2) Plan B Employment - Although my work circumstances show no sign of changing in the foreseeable future, it seemed like a good idea to be in a place where I could at least have a CHANCE of replacing it with another decent income, even if that meant a commute into one city or the other.
3) Hospital - I plan to be here for a long time. i also figure that it's inevitable that one or the other of us may get chronically sick someday. If and when that happens, I would hate it if on top of the trauma of illness, we had to tear ourselves away from our home and relocate just to find a permanent hospital.
4) Airport - As nice as CO is, we still like to travel, and we also love to have visitors from all over, so our (relatively) close proximity to a major airport is a big plus for us.
5) City Stuff - I really love the quiet rural lifestyle I have here, but I do like the IDEA that I can get into a real city and do city stuff occasionally... mainly big-league baseball, the zoo, and an occasional city stroll so far.
6) Shopping (?) - I don't know, I guess that was a factor. I'm not much of a shopper, especially at the big box stores, but my wife does seem to really like the fact that the big outlet mall is scarcely a 20 minute drive. I have a great barber down in Springs, and he's right next to a great sub-shop, so I usually schedule my shopping errands around that. But I can only take that once or twice a month, at the most.

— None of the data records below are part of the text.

PR #1484, opened 2019-07-26
Promise.allSettled to Stage 4

afmenez:
Just moving the test.

### DIFF
--- a/data-es2016plus.js
+++ b/data-es2016plus.js
@@ -3486,6 +3486,35 @@ exports.tests = [
       graalvm: true,
     }
   },
+  {
+    name: 'Promise.allSettled',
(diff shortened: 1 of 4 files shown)


afmenez:
Actually, I am just following what was done for all previous Stage 4 proposals, BUT I believe it would be more correct to create a Stage4 category on the ESNext tab and keep the proposals there until ES2020 is actually released.

ljharb:
Why? It’s a living standard; whatever’s on master is in the language. The yearly edition is just an immediately obsolete snapshot.

ljharb (approved):

chicoxyzzy (approved):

7) It's where the people are - This may seem like a strange one, but to me, it was important to live in a fairly established residential area, with plenty of existing homes to choose from, as opposed to trying to get a big plat of wilderness and then building my dream house on it. I prefer to live where the people live and reserve the high country for relatively low-impact forms of recreation.
I'm not trying to tell you what to do, and hopefully that did not just sound pedantic. But I think a lot of people are in such a hurry to get that multi-acre homesite in the high country that they often fail to consider all of the downsides to living in the remote areas.